There is critical need for cell-based therapeutics that can be administered intravenously (IV), and effectively home to and deliver therapeutics to the respiratory system, while maintaining patient safety. Cytonus Therapeutics and UC San Diego's Medical Center are co-developing enucleated mesenchymal stem cells with potential to deliver a wide range of biologics to treat respiratory diseases including acute respiratory distress syndrome (ARDS). Our novel platform for therapeutic delivery is to genetically engineer mesenchymal stem cells (MSCs) with inflammation homing proteins and then gently remove the nucleus, thereby providing a highly unique, viable, and safe cell therapeutic (CargocytesTM) with substantial lung homing potential. Enucleation grants the ability to genetically engineer Cargocytes with multiple lung targeting moieties and a wide range of biological payloads, while maintaining a clinically relevant safety profile. Our lung targeting strategy is built on the key potential of Cargocyte therapeutics to perform active-targeted delivery to the lungs via an intravenous route (i.v.). Nucleated MSCs will first be extensively engineered with established chemoattractant receptors CXCR4/CCR2 and inflamed endothelial adhesion molecule PSGL-1 and then enucleated prior to i.v. administration. Proof-of-concept preclinical studies will then be performed to determine whether Cargocytes engineered with lung trophic molecules home to inflamed lungs in a clinically relevant murine model of ARDS. Therefore, Aim 1 studies will determine if Cargocytes engineered with CCXCR4/CCR2 and PSGL-1 home to inflamed lung tissues and Aim 2 studies will determine if Cargocytes exit the vasculature and move into the inflamed/damaged lung parenchyma. If Cargocytes home to inflamed lung tissues and exit the vasculature, it could provide an effective means to treat a wide range of respiratory diseases.

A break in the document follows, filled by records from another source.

PR #187, opened 2016-11-10
Add dedicated TableDefinition for Cassandra

maciejgrzybek:
This enables using Cassandra product tests in the same suite
along with other relational requirements (e.g. MySQL, PSQL etc.).

### DIFF
--- a/tempto-core/src/main/java/com/teradata/tempto/internal/fulfillment/table/cassandra/CassandraTableDefinition.java
+++ b/tempto-core/src/main/java/com/teradata/tempto/internal/fulfillment/table/cassandra/CassandraTableDefinition.java
@@ -1,0 +1,79 @@
+/*
+ * Licensed under the Apache License, Version 2.0 (the "License");
+ * you may not use this file except in compliance with the License.
+ * You may obtain a copy of the License at
+ *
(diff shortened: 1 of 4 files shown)


tempto-core/src/main/java/com/teradata/tempto/internal/fulfillment/table/cassandra/CassandraTableDefinition.java
```diff
@@ -0,0 +1,79 @@
...
+import com.teradata.tempto.fulfillment.table.TableHandle;
+import com.teradata.tempto.fulfillment.table.jdbc.RelationalDataSource;
+import com.teradata.tempto.fulfillment.table.jdbc.RelationalTableDefinition;
+
+import static com.teradata.tempto.fulfillment.table.TableHandle.tableHandle;
+
+public class CassandraTableDefinition
+    extends RelationalTableDefinition
+{
+    public CassandraTableDefinition(String name, String createTableDDLTemplate, RelationalDataSource dataSource)
```
cawallin: Unless you have a particular reason, it'd be better to use a static method instead of a public constructor to mirror how RelationalTableDefinition works.

maciejgrzybek:
Merged, thanks!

对于可以静脉注射（IV）施用的基于细胞的疗法，有效地需要进行基于细胞的疗法，并有效地需要 在维持患者安全的同时，向呼吸系统进行治疗。 Cytonus Therapeutics和 加州大学圣地亚哥分校的医疗中心正在共同开发含核的间充质干细胞，并有可能提供 多种生物制剂治疗呼吸道疾病，包括急性呼吸窘迫综合征（ARDS）。我们的 治疗递送的新型平台是与基因工程师间充质干细胞（MSC）一起使用的平台 炎症归巢蛋白，然后轻轻去除细胞核，从而提供高度独特，可行和 具有巨大肺归巢潜力的安全细胞治疗（cargocytestm）。偶像有能力 具有多个肺靶向部分和广泛的生物有效载荷的遗传工程师碳细胞， 同时保持临床相关的安全性。我们的肺定位策略是建立在关键潜力上的 通过静脉内路线（i.v.），对肺部进行活跃的靶向递送。成核 MSC首先将通过已建立的趋化受体CXCR4/CCR2进行广泛设计，并发炎 内皮粘附分子PSGL-1，然后在静脉内进行摘除。行政。概念证明 然后将进行临床前研究，以确定是否用肺营养进行了碳细胞 分子在ARDS的临床相关鼠模型中在肺部发炎。因此，AIM 1研究将 确定用ccxcr4/ccr2和psgl-1家用碳细胞为发炎的肺组织制造并瞄准2 研究将确定碳细胞是否退出脉管系统并进入发炎/受损的肺实质。如果 碳细胞在发炎的肺组织并退出脉管系统中，它可以提供一种有效的方法来治疗 广泛的呼吸道疾病。